Telémakhos and Odysseus
“It is my own fault, Father, mine alone.”
–The Odyssey, Book XXII
I was only ten when the older kid
laughed and then knocked me down.
Afterwards, my father taught me to fight,
but when I got close enough the next day,
I forgot everything and simply bit that kid
till he bled.
I wanted to gouge his eyes
and feel them pop into place like buttons,
but I was weak and he beat me
until it was hysterical.
Twenty years later, I can’t remember
the kid’s name or why he knocked me down
in the first place, only that old anger
clenching its knuckles in my throat,
generational,
my father balling my hands into fists
and making me swear that I’d never back down
even when I knew I couldn’t win.
Where Is Baby Gabriel?
The latest baby to go missing teaches me
the value of youth and helplessness once again,
while mother hides inside an orange jumpsuit
and perjures herself in a Miami courtroom,
while father spins around the morning talk show
circuit lonelier than a Ferris Wheel operator—
but after a shower, I forget about Gabriel and loss
because I have to leave for work to teach English
to cheerleaders who still daydream Cinderella
and let the local Johnnys top off their tanks each
Friday night after the football game, and the football
players who pretend the tree of knowledge is only
a metaphor and that metaphors are for pussies
and poets; and still, each Monday I rouse and try
to show them how they can punctuate loss
with a semicolon, so perhaps a decade from now,
they will flip on the morning show after a night
of no sleep and realize this poem was never about
them or a baby Gabriel, and they will be right.

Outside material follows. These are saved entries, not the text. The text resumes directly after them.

Issue #823, opened 2022-10-07
x64 Frida cmpcov/cmplog


expend20:
> Is your feature request related to a problem? Please describe.

I'm always frustrated when fuzzer can't pass `cmp reg, 1337h`-like check :)

Okay, that's just work in progress thing, I'd like to keep open/public, so that everyone interested could join the discussion.

I'm about to implement cmpcov/cmplog for Frida for x64 architecture, and there are few possible scenarios which can be done. Let's first consider the only public approach which I'm aware of at the moment, which is [Jackalope/TinyInst/LiteCov](https://github.com/googleprojectzero/TinyInst/blob/master/arch/x86/x86_litecov.cpp#L194)

## TinyInst

The input assembly `cmp     dword ptr [rcx], 37333331h` is translated into:

```asm
nop5 ; space left for jump, when all 4 bytes passed once, the check is completely removed
push rax ; randomly selected register to load the value from memory is preserved
mov eax, [rcx] ; the compared value loaded into temp register
xor     eax,37333331h ; bit comparison with target value
lzcnt   eax,eax ; count the number of zero bits in the result
cmp     eax,8 ; compare the first byte, when the first byte is passed this check is patched to 16, then 24, then 32
jb @f ; skip logging the coverage
mov     byte ptr [cmpcov_buf],al ; logging the coverage
@@:
pop rax ; restoration of temp register
```

Few highlights:
* In case of reg/imm comparison there is no need to load value from the memory, so one instruction is saved
* the check is modified every time new coverage is reported, and cleared in the end leading to nearly zero overhead 

## Direct cmp

Another approach which I used once is more straight forward, `cmp     dword ptr [rcx], 37333331h` is translated into:

```asm
push rax ; preserve random register
mov eax, [rcx] ; load value from memory
cmp al, 31h ; first byte comparison
jnz @exit
mov [cmpcov_buf + 0], 1
shr eax, 8
cmp al, 33h ; second byte comparison
jnz @exit
mov [cmpcov_buf + 1], 1
shr eax, 8
cmp al, 33h ; third byte comparison
jnz @exit
mov [cmpcov_buf + 2], 1
shr eax, 8
cmp al, 37h ; fourth byte comparison
jnz @exit
mov [cmpcov_buf + 3], 1
@exit:
pop rax
```
Few highlights:
* In case of the register (not immediate) comparison, we need to preserve and shift two registers all the time
[...]

PR #1713, opened 2023-12-05
POC attempt to make cmplog work on x64

expend20:
#823

Currently it stuck on not producing expected values to the input, despite call to `__libafl_targets_cmplog_instructions` seems correct at first glance

### DIFF
--- a/.github/workflows/build_and_test.yml
+++ b/.github/workflows/build_and_test.yml
@@ -92,7 +92,7 @@ jobs:
     - name: Remove existing clang and LLVM
       run: sudo apt purge llvm* clang* lld* lldb* opt*
     - name: Install and cache deps
-      run: sudo apt install ninja-build shellcheck libgtk-3-dev gcc-arm-linux-gnueabi g++-arm-linux-gnueabi libslirp-dev libz3-dev
+      run: sudo apt update && sudo apt install ninja-build shellcheck libgtk-3-dev gcc-arm-linux-gnueabi g++-arm-linux-gnueabi libslirp-dev libz3-dev
     - name: Add nightly rustfmt and clippy
       run: rustup toolchain install nightly --component rustfmt --component clippy --component miri --allow-downgrade
     - name: Install ucd-generate
@@ -143,7 +143,7 @@ jobs:
         toolchain: stable
 
     - name: Install and cache deps
-      run: sudo apt install ninja-build shellcheck libgtk-3-dev gcc-arm-linux-gnueabi g++-arm-linux-gnueabi libslirp-dev libz3-dev
+      run: sudo apt update && sudo apt install ninja-build shellcheck libgtk-3-dev gcc-arm-linux-gnueabi g++-arm-linux-gnueabi libslirp-dev libz3-dev
     - name: Add nightly rustfmt and clippy
       run: rustup toolchain install nightly --component clippy --allow-downgrade && rustup default nightly
     - uses: actions/checkout@v3
@@ -178,7 +178,7 @@ jobs:
     - name: Remove existing clang and LLVM
       run: sudo apt purge llvm* clang*
     - name: Install and cache deps
-      run: sudo apt install ninja-build clang-format shellcheck libgtk-3-dev gcc-arm-linux-gnueabi g++-arm-linux-gnueabi libslirp-dev libz3-dev
+      run: sudo apt update && sudo apt install ninja-build clang-format shellcheck libgtk-3-dev gcc-arm-linux-gnueabi g++-arm-linux-gnueabi libslirp-dev libz3-dev
     - name: Install cargo-hack
       run: curl -LsSf https://github.com/taiki-e/cargo-hack/releases/latest/download/cargo-hack-x86_64-unknown-linux-gnu.tar.gz | tar xzf - -C ~/.cargo/bin
     - name: Install ucd-generate
@@ -282,7 +282,7 @@ jobs:
         directory: ${{ runner.temp }}/llvm
         version: 17
     - name: Install deps
-      run: sudo apt install nasm ninja-build gcc-arm-linux-gnueabi g++-arm-linux-gnueabi gcc-aarch64-linux-gnu g++-aarch64-linux-gnu gcc-mipsel-linux-gnu g++-mipsel-linux-gnu gcc-powerpc-linux-gnu g++-powerpc-linux-gnu libc6-dev-i386-cross libc6-dev libc6-dev-i386 lib32gcc-11-dev lib32stdc++-11-dev libgtk-3-dev pax-utils libz3-dev
+      run: sudo apt update && sudo apt install nasm ninja-build gcc-arm-linux-gnueabi g++-arm-linux-gnueabi gcc-aarch64-linux-gnu g++-aarch64-linux-gnu gcc-mipsel-linux-gnu g++-mipsel-linux-gnu gcc-powerpc-linux-gnu g++-powerpc-linux-gnu libc6-dev-i386-cross libc6-dev libc6-dev-i386 lib32gcc-11-dev lib32stdc++-11-dev libgtk-3-dev pax-utils libz3-dev
     - name: pip install
       run: python3 -m pip install msgpack jinja2 find_libpython
     # Note that nproc needs to have coreutils installed on macOS, so the order of CI commands matters.
@@ -356,7 +356,7 @@ jobs:
         directory: ${{ runner.temp }}/llvm
         version: 17
     - name: Install deps
-      run: sudo apt install nasm ninja-build gcc-arm-linux-gnueabi g++-arm-linux-gnueabi gcc-aarch64-linux-gnu g++-aarch64-linux-gnu gcc-mipsel-linux-gnu g++-mipsel-linux-gnu gcc-powerpc-linux-gnu g++-powerpc-linux-gnu libc6-dev-i386-cross libc6-dev libc6-dev-i386 lib32gcc-11-dev lib32stdc++-11-dev libgtk-3-dev pax-utils libz3-dev
+      run: sudo apt update && sudo apt install nasm ninja-build gcc-arm-linux-gnueabi g++-arm-linux-gnueabi gcc-aarch64-linux-gnu g++-aarch64-linux-gnu gcc-mipsel-linux-gnu g++-mipsel-linux-gnu gcc-powerpc-linux-gnu g++-powerpc-linux-gnu libc6-dev-i386-cross libc6-dev libc6-dev-i386 lib32gcc-11-dev lib32stdc++-11-dev libgtk-3-dev pax-utils libz3-dev
     - name: pip install
       run: python3 -m pip install msgpack jinja2 find_libpython
     # Note that nproc needs to have coreutils installed on macOS, so the order of CI commands matters.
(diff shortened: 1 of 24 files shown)


libafl_frida/Cargo.toml
```diff
@@ -73,6 +73,7 @@ ahash = "0.8"
 paste = "1.0"
 log = "0.4.20"
 mmap-rs = "0.6.0"
+iced-x86 = { version = "1.20.0", features = ["code_asm"] }
```
tokatoka, line 76: can you put optional=true

tokatoka:
I tried this on linux. and from what I observed, the recorded metadata is not correct.

For example, I changed the harness to 
```
HARNESS_EXPORTS extern "C" int LLVMFuzzerTestOneInput(const uint8_t *data,
                                                      size_t         size) {
  if (size >= 8 && *(uint32_t *)data == 0x11112222) { abort(); }
  if (size < kPngHeaderSize) { return 0; }

  return 0;
}
```
but then the recorded metadata is
```
 meta: Some(CmpValuesMetadata { list: [U64((474e5089, da))] })
```

domenukk:
Did you consider https://github.com/iximeow/yaxpeax-x86 ? If we do need more dependencies we might as well go with something that's potentially cross architecture?

libafl_frida/Cargo.toml
tokatoka: we decided to use https://github.com/iximeow/yaxpeax-x86 
for the asan implementation

it is better if you can use this too

expend20: it's only a decoder, I thik I can't build the instructions using it

s1341: To build instructions, use frida `InstructionWriter` or dynasm

expend20: >can you put optional=true
>also can make this dep as x64 only?

this should be done now, could you check if it's okay? please

> To build instructions, use frida InstructionWriter or dynasm
frida `InstructionWriter` lacks lower registers support, dynasm I seem can't use variable registers

expend20:
> I tried this on linux. and from what I observed, the recorded metadata is not correct

could you try again please? @tokatoka 

> Did you consider https://github.com/iximeow/yaxpeax-x86 ? If we do need more dependencies we might as well go with something that's potentially cross architecture?

Thanks for the suggestion @domenukk 👍 however, I also need to generate instructions with registers taken from disassembly. Frida `InstructionWriter` lacks support for lower registers and dynasm seems not a good fit for it. I completely understand your request not to inject additional depencies and I happy to explore any other options, if any.

libafl_frida/Cargo.toml
s1341: I think I will look into adding lower registers to `InstructionWriter`.

tokatoka:
i'll check this soon

tokatoka:
but do you have any idea for resolving register collision?
if not i think we can simply handle every corner cases.

expend20:
Register collision fix is already pushed. Do you experience any issues related to this?

tokatoka:
no i haven't got a machine to test yet 😅

domenukk:
This is still a draft, right?

expend20:
> This is still a draft, right?

yeah, need to craft fuzz targets in assembly to cover all the edge cases of instrumentation

fuzzers/frida_gdiplus/README.md
```diff
@@ -7,3 +7,5 @@ Then compile the harness `cl.exe /LD harness.cc /link /dll gdiplus.lib ole32.lib
 ## Run
 
 To run the example `target\release\frida_gdiplus.exe -H harness.dll -i corpus -o output --libs-to-instrument gdi32.dll --libs-to-instrument gdi32full.dll --libs-to-instrument gdiplus.dll --libs-to-instrument WindowsCodecs.dll --disable-excludes`
+
```
tokatoka, line 10: can you surround with backtick `

tokatoka:
works for me :+1:

libafl_frida/src/cmplog_rt.rs
```diff
@@ -243,28 +309,261 @@ impl CmpLogRuntime {
...
+                        _ => {
+                            println!("Invalid memory size");
+                            size = 4;
+                            inst = Code::Push_rm32;
+                        }
+                    }
+                    set_size(size);
+                    let mut disp_adjusted = *disp;
+                    if *reg_base == Register::RSP {
+                        disp_adjusted = disp_adjusted + 0x38 + 8_i64 * op_num;
```
tokatoka, line 509: why 0x38?

tokatoka: nevermind because we pushed 7 registers previously

tokatoka: wait but are you sure rsp + 0x38 + 0x8 or rsp + 0x38 + 0x10 is free?
there might be other things in that address so this will overwrite them no?

expend20: ehm, not sure I got you correctly.
So, we're modifying an instruction like `cmp reg, [rsp + disp]`. Since we're using the stack for our own purposes, we need to adjust `disp` accordingly, it's only going to read that memory when fetching the value.

tokatoka: sorry i was confused. you are right.

expend20: `cmp rax, dword ptr [rsp + 0x100]` is going to be transformed to (windows):
```
push 7 regs
push rax ; first cmp argument
push dword ptr [rsp + 0x100 + 7 * 8 + 8] ; second argument, 7 * 8 - saved regs, 8 - just pushed first cmd argument
mov cl, 4 ; size argument
pop rdx ; move first argument to proper register
pop r8 ; move second argument to proper register
mov r8, <address>
call populate_lists
pop 7 regs
cmp rax, dword ptr [rsp + 0x100] ; original untouched instruction
```

tokatoka (approved):

tokatoka:
look good.
ready to merge?

expend20:
> ready to merge?

I'm pretty close to removing the draft mark, just getting some bugs with more testing

domenukk:
Some tiny clippy nags remain:
```rust
  Checking dump_constraints v0.1.0 (/home/runner/work/LibAFL/LibAFL/libafl_concolic/test/dump_constraints)
warning: binding's name is too similar to existing binding
   --> libafl_qemu/src/hooks.rs:667:17
    |
667 |             let execn = get_raw_hook!(
    |                 ^^^^^
    |
note: existing binding defined here
   --> libafl_qemu/src/hooks.rs:647:17
    |
647 |             let exec1 = get_raw_hook!(
    |                 ^^^^^
    = help: for further information visit https://rust-lang.github.io/rust-clippy/master/index.html#similar_names
    = note: requested on the command line with `-W clippy::similar-names`

warning: binding's name is too similar to existing binding
   --> libafl_qemu/src/hooks.rs:764:17
    |
764 |             let execn = get_raw_hook!(
    |                 ^^^^^
    |
note: existing binding defined here
   --> libafl_qemu/src/hooks.rs:744:17
    |
744 |             let exec1 = get_raw_hook!(
    |                 ^^^^^
    = help: for further information visit https://rust-lang.github.io/rust-clippy/master/index.html#similar_names

warning: unused variable: `data`
    --> libafl_qemu/src/emu.rs:1679:9
     |
1679 |         data: u64,
     |         ^^^^ help: if this is intentional, prefix it with an underscore: `_data`
     |
     = note: `#[warn(unused_variables)]` on by default

error: casting `u64` to `i64` may wrap around the value
   --> libafl_frida/src/cmplog_rt.rs:671:17
    |
671 |                 instruction.memory_displacement64() as i64,
    |                 ^^^^^^^^^^^^^^^^^^^^^^^^^^^^^^^^^^^^^^^^^^
    |
    = help: for further information visit https://rust-lang.github.io/rust-clippy/master/index.html#cast_possible_wrap
   --> libafl_frida/src/lib.rs:10:9
    |
10  | #![deny(clippy::pedantic)]
    |         ^^^^^^^^^^^^^^^^
    = note: `#[deny(clippy::cast_possible_wrap)]` implied by `#[deny(clippy::pedantic)]`

error: could not compile `libafl_frida` (lib test) due to 1 previous error
warning: unused `std::result::Result` that must be used
    --> libafl_qemu/src/emu.rs:1777:17
     |
1777 |                 self.emu.run();
     |                 ^^^^^^^^^^^^^^
     |
     = note: this `Result` may be an `Err` variant, which should be handled
     = note: `#[warn(unused_must_use)]` on by default
help: use `let _ = ...` to ignore the resulting value
     |
1777 |                 let _ = self.emu.run();
     |                 +++++++

warning: `libafl_qemu` (lib test) generated 4 warnings (2 duplicates) (run `cargo clippy --fix --lib -p libafl_qemu --tests` to apply 1 suggestion)
```

expend20:
> Some tiny clippy nags remain:

yeah I'll fix that, I also have some tests which are not yet commited but failing on my machine

> For the i64, either use try_from, or if speed is an issue here, allow it with #[allow(clippy:...)] (and maybe add a debug_assert)

in that specific case I need to cast unsigned to signed and try_ gives me a panic, so I removed it

PS: bear with me guys, I'll remove Draft mark, squash commits and let you know explicitly when it's ready for final review

domenukk:
No need to squash btw, we squash everything when we merge anyway

expend20:
Should be ready for final review now (with the exception of iced dependency). cc @tokatoka @domenukk

libafl/src/mutators/token_mutations.rs
```diff
@@ -452,6 +452,8 @@ where
 
         let cmps_len = {
             let meta = state.metadata_map().get::<CmpValuesMetadata>();
+            // uncomment to dump cmplog-extracted values
+            // println!("meta: {:x?}", meta);
```
domenukk, line 456: This could be a rust feature flag in theory (or a `log::trace()`)

But like this it's fine as well

.github/workflows/build_and_test.yml
```diff
@@ -600,12 +602,12 @@ jobs:
...
     - name: install cxx bridge
       run: cargo install cxxbridge-cmd
-    - name: Build fuzzers/libfuzzer_stb_image 
+    - name: Build fuzzers/libfuzzer_stb_image
       run: cd fuzzers/libfuzzer_stb_image && cargo build --release
     - name: Build fuzzers/frida_libpng
       run: cd fuzzers/frida_libpng/ && cargo make test
     - name: Build fuzzers/frida_gdiplus
-      run: cd fuzzers/frida_gdiplus/ && cargo make test
+      run: cd fuzzers/frida_gdiplus/ && cargo make test && cargo make test_cmplog
```
domenukk, line 610: nice, CI is appreaciated! :)

domenukk:
```rust
Diff in /home/runner/work/LibAFL/LibAFL/libafl_frida/src/cmplog_rt.rs at line 879:
         Self::new()
     }
 }
```
This will need a `cargo +nightly fmt`

expend20:
> This will need a `cargo +nightly fmt`, otherwise looks good! :)

Hm, I didn't write that code, and it's how it is in main branch, I guess during one of the rebases I enabled clippy, but it's actually disabled in main. Leaving as-is for now.

libafl/src/mutators/token_mutations.rs
expend20: switched to log::trace, as well as log::debug in other place

.github/workflows/build_and_test.yml
expend20: thanks, these asm tests is a must have :)

expend20:
CI is 🟢 and there is no open conversations at the moment ✅

tokatoka:
thanks @expend20

domenukk:
Aweseome! :)

PR #1717, opened 2023-12-07
Allow corpus removal during main fuzz loop

hgarrereyn:
While working on a fuzzer I was trying to implement a stage that would sometimes remove elements from the corpus. It is theoretically possible except I kept hitting this error in `StdFuzzer::fuzz_one` where it expected the corpus element to exist after the completion of all the stages.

I have grown wary of the narrative of redemption
and justice and am bored with those who haven’t,
with those who wait for the police to sniff out
another climax, with those who wish they could be
as cherished as baby Gabriel, just once in their lives.
Howl in the Key of Blue
The neighbor’s little dog has been set to mute.
Through the window you might confuse
the dog’s bared teeth for a growl or bark but you
would be wrong; its voice has been removed
and replaced with absence. I know, cruel to do
to an animal of such limited resources. Screw
the larger implications to the pedigree and screw
the bark itself. The bark is just noise a dog spews
in place of the howl that once imbued
our hostile nights with song, that primal cue
of defiant sorrow meant to prick our subdued,
our thinned hackles towards a version of true
north. That poor chained mutt has no clue
what wild means, teeth bared, ready to
lick you like its master, to bow and beg you
for mercy, for domestic comfort, for food.
To and Fro
There’s a quiet valley in my heart and
a noisy public restroom in my wife’s
bum knee. She can’t predict anything
with it, although I do have a cousin
who claims he can not only predict
but control the weather. Things have
not turned out so well for him lately.
I haven’t heard a good joke in weeks.
Something with a nun would be nice.
I often think about people who hate
poetry and good jokes and totter to
and fro so seriously they might as well
be cast in bronze. I imagine too how
predictably they take the shrink wrap
off their genitals and it makes me want
to go out for ice cream or rob a liquor
store with a carrot. Just think of those
saints in their sandals and burlap robes
or death-row convicts strapped down
with leather and buckle. That’s serious.
Have you heard the one about the nun,
the saint, and the convict walking into
the steam room? Now that’s funny.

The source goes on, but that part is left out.